Assim como o tenente 012, eu ainda não sei se falavam sério ou faziam piada. Os perceptíveis sustos com os barulhos de tiro no início do espetáculo não se equiparam ao tiro perceptível que ecoou ao final da peça. “Guerra, formigas e palhaços” é pra sentir tudo isso, do bombardeio à miudeza, e questionar-se ainda mais.
Com um roteiro sensível, até mesmo as piadas fazem parte de um diálogo frágil e comovente. Em cinco meses de convivência hostil diária, o tenente 012 e o soldado 033, se engraçam até com seus sobrenomes depois de tanto tempo se conhecendo apenas por seus postos e números, um padrão que lhes rouba a própria identidade.
Desamparados e perdidos, em si e na guerra, o batalhão de dois homens recorre à insanidade de ter fé até em estrelas cadentes e num rádio mudo, que não responde ao pedido de resgate e reforço.

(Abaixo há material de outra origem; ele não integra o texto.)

PR #290, opened 2015-06-12
Add maximum address field length to carriers

xuorig:
Certain carriers limit the address field to a certain amount of characters which cuts off the address coming from checkout when it is longer.

With this PR we'll be able to validate before that happens.

Also ```s/test:units/test:unit```

r: @trishume

### DIFF
--- a/README.md
+++ b/README.md
@@ -98,7 +98,7 @@ Active Shipping is currently being used and improved in a production environment
 
 ## Running the tests
 
-After installing dependencies with `bundle install`, you can run the unit tests with `rake test:units` and the remote tests with `rake test:remote`. The unit tests mock out requests and responses so that everything runs locally, while the remote tests actually hit the carrier servers. For the remote tests, you'll need valid test credentials for any carriers' tests you want to run. The credentials should go in ~/.active_shipping/credentials.yml, and the format of that file can be seen in the included [credentials.yml](https://github.com/Shopify/active_shipping/blob/master/test/credentials.yml). For some carriers, we have public credentials you can use for testing: see `.travis.yml`.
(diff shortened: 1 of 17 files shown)


trishume:
Looks good :+1: 

Other than me being a bit worried about the arbitrary `150` character general limit, it's small enough that it could conceivably break things. Especially for international carriers where us Canadians don't have as much knowledge, maybe they have super long addresses all on one line there. IMO it should be higher.

xuorig:
Yeah you're right, we will be safer with a higher limit, what would you say would be safe? ```500``` ?

xuorig:
```300``` seems like it is big enough to accommodate even huge addresses. Also added Api doc links to know where these numbers come from.

christianblais:
Just as an FYI, in Shopify, the hard limit is `255`.

trishume:
Great! If you want to use this soon I can put together a release this afternoon or Monday but otherwise I'll batch it up with some other stuff later.

I just checked and I used to have an address that was 149 characters if you put it on one line (which I did once when I didn't know what I was doing). Weird case though since university residences have crazy addresses.

kmcphillips:
FWIW I'm onboard with `255` because `VARCHAR`

kmcphillips:
:+1:

xuorig:
Alright made the limit 255, @trishume if its good with you, you can release whenever you're ready :)

christianblais:
:heart:

trishume:
You forgot a test, could you fix that and then I might be able to release this afternoon. :stuck_out_tongue_winking_eye:

christianblais:
> You forgot a test, could you fix that and then I might be able to release this afternoon. :stuck_out_tongue_winking_eye:

Go go go!

xuorig:
oops sorry :cry:

fixed!

trishume:
:neutral_face: Looks like I only read the file contents when I reviewed this PR and not the file names, and so did you. You added a bunch of your tests to the remote test files, easy mistake to make since fuzzy file finders return them first since the paths are shorter. When the remote tests are run (have to have credentials locally, which is why CI passed) shit fails because you didn't know to update them since they weren't failing for you.

Oh well, I'll fix them in master. ¯\\\_(ツ)\_/¯

xuorig:
aw damn -_-, thanks @trishume

PR #292, opened 2015-06-15
Fix tests and things up for a release.

trishume:
This fixes up the tests being in the wrong place from #290 and a date from #279. Also cleans up a test from #283.

Then it bumps the version number to `v1.3.0` according to semver because of the new features in this release.

This PR is mostly fixing currently broken tests in a trivial way so I'm not going to wait for review.

cc @kmcphillips


kmcphillips:
:+1:

PR #99, opened 2022-04-28
Remove header wrapper on Windows

urmbista:


cgmb (approved):
This one was fine, but I updated the logic just so it would match rocSOLVER.

jzuniga-amd (approved):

Até que suas preces são amparadas na figura de um palhaço de humor peculiar e duvidoso que vem prometendo salvá-los. Um personagem que trava mais uma batalha de conflitos pessoais e sanidade mental nos soldados, com suas estratégias suicidas, novelas mexicanas e um circo de formigas.
O medo do desconhecido, então, só encontra redenção quando abraça a loucura. E talvez, para a solidão desvairada a melhor solução seja simplesmente apagar a luz.
“Guerra, formigas e palhaços”, do Grupo Estação de Teatro, que foi apresentado no último domingo, 22, no Teatro Riachuelo, pelo projeto Jornada Cultural, merece rodar o Brasil inteiro e acertar como uma bomba todos os questionamentos sobre o ser humano e a sua decadência, violência e solidão. E nos ajudar a não matar um palhaço por dia que nos estapeie com um dos seus “você leva tudo muito a sério”.
O meu tiro ainda sangra e ainda estou parada prestes a chorar no Teatro Riachuelo em dúvida se eles falavam sério ou faziam piada.